Welcome To Your New Addiction


----------



## irishteabear (Oct 25, 2009)

Welcome to SMF, Marius.  Glad you joined us.


----------



## scarbelly (Oct 25, 2009)

Welcome Marius - we are glad to have you with us. Lots of nice folks here to help. What do you like to smoke?


----------



## rw willy (Oct 25, 2009)

I'm sure people are thinking of meat related questions for you to answer.
Glad you found us.


----------



## meattechnicianeu (Oct 25, 2009)

I like to smoke :ham, sausages, bacon, neck, chickens. I prefer own wood smokehouse.
These products I preapre alone from start of course ;).


----------



## beer-b-q (Oct 25, 2009)

Welcome Marius, Glad to have you with us. This is the place to learn, lots of good info and helpful friendly Members.

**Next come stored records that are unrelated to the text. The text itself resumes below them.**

PR #1967, opened 2026-09-14
fix(toolkit-lib): classify create-only properties as non-hotswappable

### LINKED ISSUE #1965: (hotswap): create-only properties (e.g. SQS QueueName/FifoQueue) are classified hotswappable, so --hotswap hard-fails and --hotswap-fallback never falls back
### Describe the bug

The generic Cloud Control hotswap handler classifies a change to a **create-only** property as *hotswappable*, because it does not consult the resource's `createOnlyProperties` before attempting the update. As a result:

- `cdk deploy --hotswap` **hard-fails** (exit 1) with a CloudControl `NotUpdatableException`, instead of skipping the change.
- `cdk deploy --hotswap-fallback` **does not fall back** to a full deployment — it hits the same hard failure — because fallback only triggers for changes classified *non-hotswappable up front*, and these were (incorrectly) classified *hotswappable*.

The change is impossible to apply via hotswap (create-only properties require resource **replacement**), so the correct behavior would be to classify it as non-hotswappable up front. That would let `--hotswap` skip it cleanly and let `--hotswap-fallback` fall back to a full (replacing) deploy.

This is a CDK-side classification issue, not a CloudControl issue — CloudControl correctly rejects the update, and the resource schema already exposes `createOnlyProperties` (retrievable via `cloudformation describe-type`). The handler simply isn't reading it before issuing the `UpdateResource` PATCH.

### Expected behavior

For a changed property that is in the resource type's `createOnlyProperties`:

- `--hotswap`: classify as **non-hotswappable**, report it (like other non-hotswappable changes), and do not attempt a doomed PATCH.
- `--hotswap-fallback`: **fall back to a full CloudFormation deployment** (which performs the replacement).

### Current behavior

`--hotswap`:
```
✨ hotswapping resources:
   ✨ AWS::SQS::Queue 'https://sqs.us-east-1.amazonaws.com/<acct>/sqs-co-repro-v1'
❌  <Stack> failed to deploy
‣ HotswapFailed: [cloudcontrol] Failed to update <queue-url> (AWS::SQS::Queue)
‣ NotUpdatableException: Invalid patch update: createOnlyProperties [/properties/QueueName] cannot be updated
```
(exit 1)

`--hotswap-fallback`: identical hard failure, no “Falling back to doing a full deployment” message (exit 1).

Plain `cdk deploy` (no hotswap flags) works correctly — CloudFormation replaces the queue.

### Reproduction steps

Minimal stack:

```ts
import { Queue } from 'aws-cdk-lib/aws-sqs';

export class SqsCreateOnlyStack extends cdk.Stack {
    super(scope, id, props);
    new Queue(this, 'Q', {
      queueName: 'sqs-co-repro-v1',   // create-only: /properties/QueueName
      fifo: false,                    // create-only: /properties/FifoQueue
      visibilityTimeout: cdk.Duration.seconds(30),
    });
  }
}
```

1. `cdk deploy` (baseline → `sqs-co-repro-v1`).
2. Change `queueName` to `sqs-co-repro-v2`, then run `cdk deploy --hotswap` → hard fail (`NotUpdatableException [/properties/QueueName]`).
3. Same change, run `cdk deploy --hotswap-fallback` → same hard fail, **no fallback**.
4. (fifo variant) set `fifo: true` (name must end `.fifo`, add `contentBasedDeduplication: true`) → both flags fail with `createOnlyProperties [/properties/FifoQueue, /properties/QueueName]`.
5. Plain `cdk deploy` (no flags) → succeeds, queue replaced.

### Verified results matrix

| Change | Flag | Result |
|--------|------|--------|
| `queueName` v1→v2 | `--hotswap` | ❌ exit 1 — `NotUpdatableException [/properties/QueueName]` |
| `queueName` v1→v2 | `--hotswap-fallback` | ❌ exit 1 — same error, no fallback |
| `fifo` false→true | `--hotswap` | ❌ exit 1 — `[/properties/FifoQueue, /properties/QueueName]` |
| `fifo` false→true | `--hotswap-fallback` | ❌ exit 1 — same error, no fallback |
| `queueName` v1→v2 | plain `cdk deploy` | ✅ success — queue replaced |
| `visibilityTimeout` 30→90 (control) | `--hotswap` | ✅ hotswapped (mutable prop, works as expected) |

### Possible solution

The root cause is at the CCAPI hotswap call site, which passes **all** changed property names to `classifyChanges` as hotswappable candidates, without consulting the resource type's `createOnlyProperties`:

https://github.com/aws/aws-cdk-cli/blob/a73eebf18a917db1fd93864785cc434361b6cf95/packages/%40aws-cdk/toolkit-lib/lib/api/hotswap/cloud-control-resource.ts#L17-L22

`classifyChanges` then simply buckets every passed-in name as hotswappable — it has no notion of create-only properties:

https://github.com/aws/aws-cdk-cli/blob/a73eebf18a917db1fd93864785cc434361b6cf95/packages/%40aws-cdk/toolkit-lib/lib/api/hotswap/common.ts#L164-L176

**Fix:** before calling `classifyChanges`, fetch the resource type's `createOnlyProperties` (already available from the CloudControl/registry schema — e.g. via `cloudformation describe-type`, and the handler already reads the schema for the identifier) and exclude any changed property that appears there from the hotswappable set — i.e. treat create-only property changes as **non-hotswappable up front**.

This makes `--hotswap` skip them (reported like other non-hotswappable changes) and `--hotswap-fallback` fall back to a full CloudFormation deployment (which performs the replacement), instead of both hard-failing on a doomed `UpdateResource` PATCH.

### Additional context

Likely related to the same root cause (CCAPI handler not consulting property mutability up front): a DynamoDB `KeySchema` change — which is **not** in `createOnlyProperties` but is effectively immutable server-side — is reported as `hotswapped!` (exit 0) while being silently ignored (no `NotUpdatableException`), leaving the live resource unchanged. That case is being investigated separately.

### CDK CLI Version

`2.1141.0` (build c07d251)

### Framework Version

aws-cdk-lib `2.269.0`

### Node.js Version

24.x

### OS

Amazon Linux 2023

### Language

TypeScript

dedsec-terminal:
fixes #1965.

The generic Cloud Control hotswap handler passed every changed property to classifyChanges as a hotswap candidate without consulting the resource type's createOnlyProperties. A change like SQS QueueName was therefore PATCHed in place and hard-failed with NotUpdatableException under both --hotswap and --hotswap-fallback, and fallback never triggered because the change had been classified hotswappable.

The handler now reads createOnlyProperties from the registry schema via cloudformation DescribeType before classifying, and treats those properties as non-hotswappable up front through the existing classifyChanges path. --hotswap skips them like any other non-hotswappable change, and --hotswap-fallback falls back to a full CloudFormation deployment. When the schema cannot be retrieved the lookup returns empty and behavior is unchanged. A mixed change still hotswaps its mutable properties; only the create-only ones are held back.

Verified with two new unit tests in cloud-control-hotswap-deployments.test.ts (each running in both hotswap-only and fall-back modes): a create-only-only change sends no UpdateResource call, and a mixed change PATCHes only the mutable property. Both tests fail against the unfixed code. Full cloud-control suite passes (63 tests), tsc compiles, and eslint reports no new findings on the touched files (the no-literal-partition errors elsewhere in the package pre-exist on main).

- [x] Integration tests added/updated (not applicable, classification logic covered by unit tests)


packages/@aws-cdk/toolkit-lib/lib/api/cloudformation/evaluate-cloudformation-template.ts
```diff
@@ -377,6 +393,51 @@ export class EvaluateCloudFormationTemplate {
...
+      });
+      if (!response.Schema) {
+        return new Set();
+      }
+      const schema = JSON.parse(response.Schema) as { createOnlyProperties?: unknown };
+      if (!Array.isArray(schema.createOnlyProperties)) {
+        return new Set();
+      }
+      const names = new Set<string>();
+      for (const pointer of schema.createOnlyProperties) {
```
ShadowCat567: Minor nit: can you change the name of `pointer` here and in `topLevelPropertyName` to `property` or something similar so the variable name of a bit more descriptive of what we are dealing with?

ShadowCat567 (commented):
Thanks for the contribution @dedsec-terminal! It looks good overall! One minor comment about variable names

packages/@aws-cdk/toolkit-lib/lib/api/cloudformation/evaluate-cloudformation-template.ts
dedsec-terminal: Done — renamed \pointer\ to \property\ in both the loop and \	opLevelPropertyName\.

ShadowCat567 (approved):
Nice work @dedsec-terminal! This will be very helpful for hotswap with CCAPI!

For Those of you New to Smoking, be sure to check out Jeff's 5 Day Smoking Basics eCourse.
Click Here it's "FREE"... 5 Day eCourse

Everyone here enjoys seeing the Qview so be sure to post plenty of pics... 

Large ones that us old people with bad eyes can see.

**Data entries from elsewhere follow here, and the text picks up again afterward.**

PR #1968, opened 2026-09-15
chore: upload built CLI tarball to S3 for the Windows integ canary

dgandhi62:
On every push to `main`, build and pack the  CLI and upload the npm tarball to the shared cdk-ops canary S3 bucket, keyed by commit hash, along with a  `cli/latest.json` pointer. This is the producer half of the daily Windows canary: aws-cdk-cli can only build on Linux, so this repo emits the artifact and cdk-ops downloads it to run cli-integ-tests on Windows. The other half is tracked here - https://github.com/cdklabs/cdk-ops/pull/5465

### Checklist

---


rix0rrr (approved):
> aws-cdk-cli can only build on Linux

Fine with this change, BUT, the above sentence could also be something we fix, right?

We don't have to accept the world as a given.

When you uploading to Photobucket I always use the Large IMG setting, 640 x 480 it is a nice size...

How to post Qview to Forum:



For Step By Step Instructions On Posting Qview Check Out This Tutorial

http://www.smokingmeatforums.com/for...ad.php?t=82034


----------



## cowgirl (Oct 25, 2009)

Welcome to the forum Marius, nice to have you here.


----------



## rod guy (Oct 25, 2009)

Welcome Marius, looking forward to some imput from you. This is a great place to spend some time, enjoy.


----------



## desertlites (Oct 25, 2009)

welcome Marius,glad u found roll call-now your official my friend.see ya in chat again.


----------



## bassman (Oct 25, 2009)

Welcome to the SMF.  Glad to have you aboard.


----------



## meandmytwodogs (Oct 25, 2009)

Witamy friend! 
Looking forward to seeing whats smokin in Poland!

Dave


----------



## zapper (Oct 25, 2009)

Welcome!

Looking forward to your input, I suspect some good things are coming.

We all like to see photos of food and equipment!

Enjoy


----------



## nickelmore (Oct 25, 2009)

Welcome to the best forum on the net,  I am pretty new to smoking, and found lots of good info in this forum so I stuck around.

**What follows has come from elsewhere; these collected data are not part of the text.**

PR #1969, opened 2026-09-18
fix(toolkit-lib): restore the replacement guard for Express Mode deployments

### LINKED ISSUE #1931: (cli): #1745 removed the express-mode replacement guard, so --express deploys replacements with rollback disabled
### Describe the bug

`cdk deploy --express` no longer checks whether the change set contains a replacement before deploying it with rollback disabled. Express shipped with a purpose-built clause for this, and #1745 removed it.

2.1129.0 (the first release with express) through 2.1132.0:

```js
const rollback = this.options.rollback ?? true;
const expressNoRollback = this.options.express && this.options.rollback !== true;
...
if ((!rollback || expressNoRollback) && replacement) {
  return { type: 'replacement-requires-rollback' };
}
```

#1745 deleted `expressNoRollback` and added an early return above the guards:

```js
// Route express mode deployments directly to executeChangeset, express mode stacks cannot use rollback API
if (this.options.express) {
  return this.executeChangeSet(changeSetDescription);
}
```

#1785 later restructured that into `if (!this.options.express) { ...guards... }`, same behavior. As of 2.1138.0 an express deploy reaches `executeChangeSet` with no replacement check.

This matters because express sends `{Mode: "EXPRESS"}` with no `DisableRollback`, so the service disables rollback, and CloudFormation refuses replacement updates in that mode.

The consequence is not a failed deploy you retry. Our first `cdk deploy --express` on a healthy stack failed with `Replacement type updates not supported on stack with disable-rollback` on three `AWS::ECS::TaskDefinition` resources, and the stack could not be recovered: express retries hit the same replacement error, `--rollback` and non-express deploys are rejected with `This stack is currently in a non-terminal [UPDATE_FAILED] state`, and `cdk rollback` is refused because `RollbackStack is not supported for stacks that were last updated using EXPRESS deployment mode and are in a failed state` (the same dead end as #1739). We deleted the stack.

Worth flagging separately: the recovery path #1745 added does not cover this shape. It lives in `checkAndExecuteChangeSet`, which only runs on a successfully created change set. CloudTrail for our `--express --rollback` attempt shows `CreateChangeSet` succeeding, then 13 `DescribeChangeSet` polls over roughly 40s, then no `ExecuteChangeSet`. The change set fails on its own, so that code never runs.

### Regression Issue

Introduced in 2.1133.0 by #1745.

2.1132.0

### Expected Behavior

`cdk deploy --express` without an explicit `--rollback` should return `replacement-requires-rollback` when the change set contains a replacement, and prompt, as it did through 2.1132.0. The `--rollback` help text already documents that express defaults rollback to `false`, which is what `expressNoRollback` encoded.

### Current Behavior

No prompt, and a stack that cannot be recovered:

```
$ cdk deploy --express
...
<stack> failed: The following resource(s) failed to update: [<resources>]
Replacement type updates not supported on stack with disable-rollback

$ cdk deploy --express --rollback
<stack> failed: ValidationError: This stack is currently in a non-terminal [UPDATE_FAILED] state.
To update the stack from this state, please use the disable-rollback parameter with update-stack API.
To rollback to the last known good state, use the rollback-stack API

$ aws cloudformation rollback-stack --stack-name <stack>
An error occurred (ValidationError) when calling the RollbackStack operation:
RollbackStack is not supported for stacks that were last updated using EXPRESS deployment
mode and are in a failed state. To recover this stack, submit an UpdateStack request with
the last known stable template.
```

### Reproduction Steps

1. Deploy a stack containing an `AWS::ECS::TaskDefinition` and get it to `UPDATE_COMPLETE`. Every property change replaces a task definition.
2. Change a property on it.
3. On 2.1132.0, `cdk deploy --express` returns `replacement-requires-rollback` and prompts.
4. On 2.1133.0 or later, the same command deploys without prompting and fails with `Replacement type updates not supported on stack with disable-rollback`.

We observed step 4 only. Our project went straight from 2.1114.1, which predates express, to 2.1138.0, so we never ran a version where express had the guard. Step 3 is from reading `packages/@aws-cdk/toolkit-lib/lib/api/deployments/deploy-stack.ts` at the 2.1132.0 tag, where express is an ordinary change-set deployment that reaches the guard and `expressNoRollback` is true whenever `--rollback` is absent.

### Possible Solution

Restore the express case, which is your own code from 2.1132.0:

```js
const expressNoRollback = this.options.express && this.options.rollback !== true;
...
if ((!rollback || expressNoRollback) && replacement) {
  return { type: 'replacement-requires-rollback' };
}
```

#1745 needed express deploys to avoid the `RollbackStack` API, and the two `failpaused-need-rollback-first` returns are the ones that lead there. `replacement-requires-rollback` does not call `RollbackStack`; it prompts and then redeploys with rollback enabled, so it can stay in the express path.

Region us-east-1. Happy to share account and request IDs privately.

### CDK CLI Version

2.1138.0

### Framework Version

aws-cdk-lib 2.266.0

### Node.js Version

v24.18.0

### OS

macOS 26.6.2

### Language

TypeScript

### Language Version

TypeScript 6.0.2

### Other information

Related: #1739, #1745, #1785.

sanjanaravikumar-az:
Fixes #1931. CloudFormation refuses replacement-type updates while rollback is disabled. Express Mode disables rollback unless `--rollback` is passed, so `cdk deploy --express` submitted replacements that CloudFormation rejected, leaving the stack in UPDATE_FAILED with no rollback available. #1745 removed the express half of the guard condition and relaxed the test covering it; #1785 restructured the remainder into `if (!this.options.express)`.

The condition is now derived once in `rollbackDisabled()` (`express ? rollback !== true : rollback === false`) and consumed by the guard, `deployConfig()` and the failure diagnostic — which previously derived `rollbackEnabled` as `rollback !== false`, so under `--express` it reported rollback as enabled and advised re-running with `--no-rollback`. The guard is a single cross-mode check rather than an express-specific branch, and returns `replacement-requires-rollback` so the existing confirm-and-retry-with-rollback prompt engages. A new `CDK_TOOLKIT_W5903` carries a typed payload with `detectedBy: 'change-set' | 'service-error'`.

When the stack is already in a failed state the guard instead throws `ReplacementRequiresUnwedge` carrying recovery guidance for that state - only `UPDATE_FAILED` is told to replay the previous configuration, since a failed initial create has none - because deploying with rollback enabled cannot update an already-failed stack; since the confirmation defaults to yes, returning a result there meant a non-interactive caller ran a deployment CloudFormation rejects with `ValidationError: non-terminal [UPDATE_FAILED]`.

`--method=direct` has no change set to inspect and is deliberately not refused, because replaying the previous configuration that way is the only exit from an already-stranded stack; the rejection is detected after the fact and the user is routed to `--express --rollback`, with the original CloudFormation error still propagating. That routing is gated on `express`, since a standard-mode `--no-rollback` deployment hits the same CloudFormation rejection and must not be pushed towards a sticky mode that gives up `cdk rollback`.

Verified against CloudFormation on a live ECS stack (Memory 1024 to 2048, a genuine replacing change): the gate fires and submits nothing, and retrying with rollback enabled cannot rescue a stack that is already failed. The direct-path hook firing on CloudFormation's resource-level reason, and the documented unwedge still succeeding with the gate upstream, were verified the same way.

```
This deployment replaces a resource, which CloudFormation does not support while rollback is disabled.
BEFORE: UPDATE_COMPLETE  2026-09-18T01:35:42.509000+00:00
AFTER:  UPDATE_COMPLETE  2026-09-18T01:35:42.509000+00:00

ValidationError: This stack is currently in a non-terminal [UPDATE_FAILED] state.
```

Notes:
- New public API: `lib/index.ts` re-exports `./payloads`, so `ReplacementRequiresRollback` and `ReplacedResource` are supported surface; the matched reason constant stays private, as `deploy-stack.ts` is not in the barrel.
- Non-interactive behaviour change: CI no longer auto-runs the retry against an already-failed express stack, which also closes the path described in #1973 and leaves only the result-type question open there.
- `FakeCloudFormation` changed meaning for all future tests: express implies rollback disabled, `FailReason` produces resource-level failure events, and `DescribeChangeSet` now returns the persisted `DeploymentConfig` as the real API does. No other suite needed changing.
- The monitor-flush reorder is not covered by a test, since under fake timers the errors are usually already populated; it rests on code reading plus the live deploys.
- Detection keys on `PolicyAction` only, unchanged and sufficient for #1931, pinned by a negative test and tracked in #1971.
- An Express change set's rollback policy is fixed by `CreateChangeSet` and `ExecuteChangeSet` cannot override it, so rollback safety is read from the persisted `DeploymentConfig` when executing an existing change set and a conflicting execute request is refused with `ChangeSetRollbackPolicyMismatch` rather than silently executed or recreated.

Related: #1972. Docs in #1970. Time-bound: CloudFormation's server-side fix has a tentative ECD of 2026-11-15, after which the guard, the direct-path hook, the matched reason string and `CDK_TOOLKIT_W5903` should be removed together. Draft pending a scoped re-review.

`#NNNN` here means `aws/aws-cdk-cli`; note `aws/aws-cdk#1931` is an unrelated closed issue.


sanjanaravikumar-az:
# Review notes (companion to PR-DESCRIPTION.md — post as a review comment, not in the description)

## Decisions I want explicitly reviewed

### 1. `Replacement === 'True'` detection was DROPPED from this PR
My first revision carried a second commit widening `findReplacements` to also honour `ResourceChange.Replacement`. It has
been **dropped entirely** and filed as ISSUE_A_PLACEHOLDER instead.

Why: `findReplacements` has only ever inspected `PolicyAction`, since the initial commit `1dbec5ce`. I checked whether
that mattered for #1931 by describing a real, unexecuted change set for the exact reproduction change:

```json
{
  "PolicyAction": "ReplaceAndDelete",
  "Action": "Modify",
  "LogicalResourceId": "TaskDef54694570",
  "ResourceType": "AWS::ECS::TaskDefinition",
  "Replacement": "True",
  "Scope": ["Properties"],
  "Details": [
    {"Target":{"Attribute":"Properties","Name":"ContainerDefinitions","RequiresRecreation":"Always"}},
    {"Target":{"Attribute":"Properties","Name":"Memory","RequiresRecreation":"Always"}}
  ]
}
```

`PolicyAction` **is** present, so the shipped detection would have gated the real #1931 change. The widening was
therefore not required to fix this SEV, and it is a behaviour change that also affects the non-express `--no-rollback`
guard. It does not belong in a SEV fix. I had earlier asserted the opposite in a draft description; that was wrong, and
the JSON above is why.

Dropping it broke **zero** tests, which confirms the commit split was categorised correctly rather than leaving orphaned
assertions behind.

### 2. `Conditional` is deliberately excluded
The same real change set contains `CDKMetadata` with `Replacement: "Conditional"` (its `Analytics` property is
`RequiresRecreation: "Conditionally"`). That appears on essentially every CDK deployment, so treating `Conditional` as a
replacement would gate almost every express deploy. A `Conditional` change that does replace is caught by the
direct-path routing — which is part of why that hook exists.


### 3. `--method=direct` intentionally bypasses the change set gate — please do not "fix" it
Direct mode has no change set, and creating one to inspect would defeat the mode. More importantly, a blanket refusal of
`express + direct + rollback-disabled` would remove the only exit from a stranded stack. The hook is in
`monitorDeployment` rather than `directDeployment` on purpose, so it also covers a change set replacement the gate
cannot see; there is a test for that case (`Conditional` change set + rejection at execute time).

### 4. Text matching is the only trigger available
CloudFormation reports this rejection as a resource-level `ResourceStatusReason` with no `HandlerErrorCode:`/`Error Code:`
prefix, so `extractErrorCode()` yields `<ResourceType>:UnknownError` and carries no signal. The string is isolated in
one exported constant with a fragility comment, the structural `rollbackDisabled()` check runs first, and a miss now
logs a debug line listing the reasons actually seen — so CloudFormation's ~11/15 reword shows up in a log rather than as
a second SEV. **If anyone knows a structured discriminator, it should replace this.**

## Test properties worth knowing

15 tests in `test/api/deployments/deploy-stack-express-replacement.test.ts`, 2 in `test/actions/deploy.test.ts`, plus
the two repaired matrix cases in `deploy-stack.test.ts`.

- Negative assertions are enforced, not implied: the gate tests install `ExecuteChangeSet`/`UpdateStack` handlers that
  **throw** if called.
- **Mutation-checked, and the signatures are disjoint:**
  - Rescoping the guard to non-express (the exact #1745/#1785 defect) fails **7 tests** across 2 suites, including both
    fixture shapes, both REGRESSION cases, the pagination test and the two repaired matrix cases.
  - Removing only the `Replacement === 'True'` arm fails **3 tests**, all of them in the `Replacement=True with no
    policy action` fixture arm.

  So a failure names its cause. In the first revision both causes produced the same 6 failures — that conflation was a
  fair criticism and is fixed by parametrising the fixture over change shapes. (The second mutation is measured against
  the dropped commit; on this PR as it stands the fixture list has a single entry.)

- A test now genuinely reproduces the SEV: the fake was taught the real rule (`DeploymentConfig.Mode === 'EXPRESS'`
  without an explicit `DisableRollback: false` ⇒ rollback disabled), so a failed express update terminates at
  `UPDATE_FAILED` instead of rolling back. Previously every express test took the rollback branch, so no test could
  produce a stranded stack at all.
- `expectMessage` now matches on `code` as well as level/substring, so renaming the code cannot leave positive
  assertions passing while negative ones become vacuous.

## Pre-existing issues found but NOT fixed here

- The gate returns before `executeChangeSet`, so the change set it created is left behind in `AVAILABLE` state
  (observed on a real deploy). That is inherent to this result type and predates the regression — worth a follow-up.
- From an already-failed stack the CLI still offers a retry that cannot succeed — filed as ISSUE_C_PLACEHOLDER.
- The empty-diff `✅ (no changes)` / exit 0 lie — filed as ISSUE_B_PLACEHOLDER.

## Disputed review points

- **"Duplicate `import { IO }` violates repo convention."** It does not. `asset-publishing.ts:20-21` in the same
  directory uses exactly the same `import type { ... }` + `import { IO }` pair, and ESLint (which I did get running,
  see below) reports zero problems on the file. `stack-activity-monitor.ts:11` uses the combined form; both exist in the
  codebase. Happy to change it as a style preference, but it is not a convention violation.
- **"ESLint could not be run."** My earlier claim that no Node ≥20 was available was wrong — I had only checked
  `~/.nvm` and `/usr/local/bin` and missed mise-managed toolchains. Node 20.20.2 was available the whole time. ESLint
  now runs and reports **0 problems** across the package's `lib`, `test` and `build-tools`. It caught exactly one real
  issue in my code (trailing blank lines), which is fixed. I should not have declared that gap unclosable without
  checking properly.

PR #378, opened 2021-03-11
dc burn and oracle fixes

### LINKED ISSUE #375: fetch oracle price when a user presses `Send` on wallet page
We currently fetch the oracle price on app start and assume the price is relatively stable throughout the app session. Severe fluctuations in price can affect transaction fee calculations and can cause `Send Max` transactions to fail.

Instead of fetching price on app start, fetch the price again when a user taps the Send button on wallet screen.

### LINKED ISSUE #377: Burning small amount into DCs results amount to be converted to integer
I am trying to burn a small amount of HNT into DC. It seems, that currently the amount is always convert into Int. So for example: if I try to burn 0.00250 HNT, that is automatically converted to 250 HNT.

tyler-whitman:
- Fixes DC burn from QR when using number formats other than United States
- Fixes DC amount rounding issues so that it is always a whole number
- Locks burn data, you can no longer change what is in the QR and would have to generate a new one
- Updates oracle prices when navigating to send for fee / DC calculation

closes #377 
closes #375


allenan (approved):

dpetrov:
thanks for fixing so quickly.

PR #401, opened 2021-03-17
wifi scan again

### LINKED ISSUE #388: Rescan for wifi networks
When connecting to wifi currently the app loads the list and displays it, if the hotspot is still booting or no networks are found on the first scan we just get an empty page.

We should let users know the list may be empty because the hotspot is still booting (common in the case you need a reboot to get to pairing mode) and allow them to rescan for wifi networks without having to reconnect.

Currently on a RAK Hotspot Miner it usually takes about 2-3 minutes for the hotspot to finish boot and display the wifi networks.

tyler-whitman:
closes #388 
Adds the ability to re-scan wifi networks when onboarding and in hotspot settings.

 
Screen Shot 2021-03-17 at 11 45 38 AM
Screen Shot 2021-03-17 at 12 00 27 PM


matthewcarlreetz (approved):
💯

PR #405, opened 2021-03-19
transfer hotspot stale activity check

### LINKED ISSUE #381: do not let transfer proceed if it fails staleness check
Current transfer Hotspots warn against stale hotspots but does not actually *prevent* transfers of stale hotspots. This is a poor user experience as transfers often stay pending or fail silently without a reason.

We should enforce the staleness check that the blockchain uses (chain var `transfer_hotspot_stale_poc_blocks`) that looks for poc activity in the last 1200 blocks. If true, allow the transfer to proceed. If false, do not let buyer press the transfer button and show the reason why: "Hotspot has not had Beacon or Witness activity in the last 1200 blocks."

image

tyler-whitman:
closes #381 

check hotspot for POC activity in the last 1200 blocks (loaded from the chain var `transferHotspotStalePocBlocks`)

### DIFF
--- a/src/App.tsx
+++ b/src/App.tsx
@@ -45,6 +45,7 @@ const App = () => {
   }
 
   LogBox.ignoreLogs([
+    "Accessing the 'state' property of the 'route' object is not supported.",
     'Setting a timer',
     'Calling getNode() on the ref of an Animated component',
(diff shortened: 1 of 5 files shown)


matthewcarlreetz (approved):
✔️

Please share photos and recipes.  Any old time sausage recipes would be most appreciated.


----------



## shooterrick (Oct 26, 2009)

Welcome to SMF!  when ya get comfortable we look forward to your qview and sharing of some recipes.  Good luck and glad to have ya with us.


----------



## beer-b-q (Oct 26, 2009)

Hey Marius, do you have any good sausage recipes that you can share?


----------



## the dude abides (Oct 26, 2009)

Welcome Marius.  Looking forward to seeing some of your work.


----------



## jjmrascal (Oct 26, 2009)

Welcome, Marius.  

I love to make sausage and have learned a great deal from two Polish authors:  Rytek Kutas and Stanley Marianski.  Your experience will be welcome here!


----------



## zjaybird (Oct 26, 2009)

Welcome to SMF, Marius.  Since you are an already experience meat curer, any advice you can give the rest of us would be apprehicated, and hopefully we can return the favor with our knowledge.


----------



## DanMcG (Oct 26, 2009)

Welcome Marius, I'm looking forward to your input and Q-views.
Do you have any pic's of your smoke house ?


----------